Book-binding as a means of connecting. By Clara Chow
Published: 23 Jul 2021
Time taken : ~10mins
– in which a foundation is laid; and rubber workbench surfaces heal themselves like bodies and souls.
The alarm goes off at 4 in the morning. I roll out of bed, picking sleep’s crust from my eyes. Fumble to wake my iPad and join a Zoom session.
Somewhere in Brooklyn, halfway across the world, poet-artist-teacher MC Hyland appears in the Zoom grid and talks us through a series of manoeuvres involving a single sheet of paper. Hamburger fold. Hotdog fold. We are from all over the world—all grappling with this beginner bookbinder origami; all grappling with a pandemic that has closed borders but made this diverse remote class a possibility.

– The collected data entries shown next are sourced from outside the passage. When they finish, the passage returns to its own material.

PR #13, opened 2017-03-10
Fix deployments and shell

izakp:
- Uses a `kubectl patch` for deployments: `hokusai deploy` / `hokusai promote` adding the "deploymentTimestamp" label to the deployment metadata, which always triggers a rollout, even if the pod image is the same

- Adds "ImagePullPolicy": "Always" to `hokusai console` and `hokusai run` commands, ensuring newest image is always run for the given tag

Update your hokusai installation with: `git pull upstream master` / `pip install --upgrade .`

cc @joeyAghion @ashkan18 @cavvia

### DIFF
--- a/hokusai/commands/console.py
+++ b/hokusai/commands/console.py
@@ -65,7 +65,7 @@ def console(context, shell, tag, with_config, with_secrets, env):
     job_id = k8s_uuid()
 
   try:
-    call(verbose("kubectl run %s-shell-%s -t -i --image=%s:%s --restart=OnFailure --rm %s -- %s" %
+    call(verbose("kubectl run %s-shell-%s -t -i --image=%s:%s --image-pull-policy=Always --restart=OnFailure --rm %s -- %s" %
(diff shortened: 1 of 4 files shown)


hokusai/commands/console.py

We are participants in the Creative Publishing Seminar, a by-application tuition-free programme run by the Center for Book Arts in New York. Over six weeks, from Jan to Feb 2021, our cohort of about 30 meet online bi-weekly for three hours to learn about digital typesetting and design, book structures and binding techniques from Hyland, as well as guest speakers who are book artists and small press publishers.
In the pre-dawn hours, I fold and cut paper into desired sizes to make book blocks. There is something meticulous and geeky—and oh-so-therapeutic—about making sure the corners line up perfectly before committing to a fold, pressing the paper down along its grain on my green cutting mat. Professional bookbinders have cool knives that slit folio pages open cleanly. I have a fancy sword-shaped letter-opener that does a bad job, and a $3 pen-knife that does a slightly better one. My $2 paper-cutter from Daiso with a sliding blade is a life-saver.
In a bit, I will need to make the kids’ breakfasts and wave them off to school. But right now, right here, the only task, the only decisions to be made are: How does one sew these loose leaves together? What kind of stitch to use? How thick to make it? What new, tangible object do I want to eventually hold in my hands?
I perform small, repetitive actions. They comfort me. The airports are closed, travel strictly curtailed. Alone in my room, I struggle with the intricacies of meander books, accordion books, eight-page pamphlets, Japanese stab binding and Turkish map folds—not lonely because there are strangers-turned-friends’ voices issuing from tinny iPad speakers, asking questions, offering support. We are a community, bound together by a common interest: hand-making books as bulwark against the virtual and uncertain
– in which a pandemic fuels the resurgence of handmade books.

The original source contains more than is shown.